• [PROBLEM TO SOLVE]: Every line with the string "issues" in it belongs in your answer, so copy them all from the data.

LISTED ENTRIES section start

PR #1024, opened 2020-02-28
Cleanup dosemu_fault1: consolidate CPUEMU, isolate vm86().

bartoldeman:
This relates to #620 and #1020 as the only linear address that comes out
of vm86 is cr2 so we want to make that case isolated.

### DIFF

LISTED ENTRIES section end
LISTED ENTRIES section start

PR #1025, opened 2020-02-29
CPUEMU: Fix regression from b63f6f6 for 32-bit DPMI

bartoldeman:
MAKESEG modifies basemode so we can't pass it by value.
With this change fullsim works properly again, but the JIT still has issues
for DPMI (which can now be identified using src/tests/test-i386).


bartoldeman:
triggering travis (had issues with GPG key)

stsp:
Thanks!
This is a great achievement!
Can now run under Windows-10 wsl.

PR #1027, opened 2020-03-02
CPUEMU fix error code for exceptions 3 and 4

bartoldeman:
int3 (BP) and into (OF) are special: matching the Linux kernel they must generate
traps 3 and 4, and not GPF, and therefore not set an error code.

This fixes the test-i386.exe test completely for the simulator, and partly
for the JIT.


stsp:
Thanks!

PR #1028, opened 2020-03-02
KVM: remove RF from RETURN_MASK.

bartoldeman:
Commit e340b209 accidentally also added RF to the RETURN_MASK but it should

LISTED ENTRIES section end

• [WORKED SOLUTION]:
With this change fullsim works properly again, but the JIT still has issues
triggering travis (had issues with GPG key)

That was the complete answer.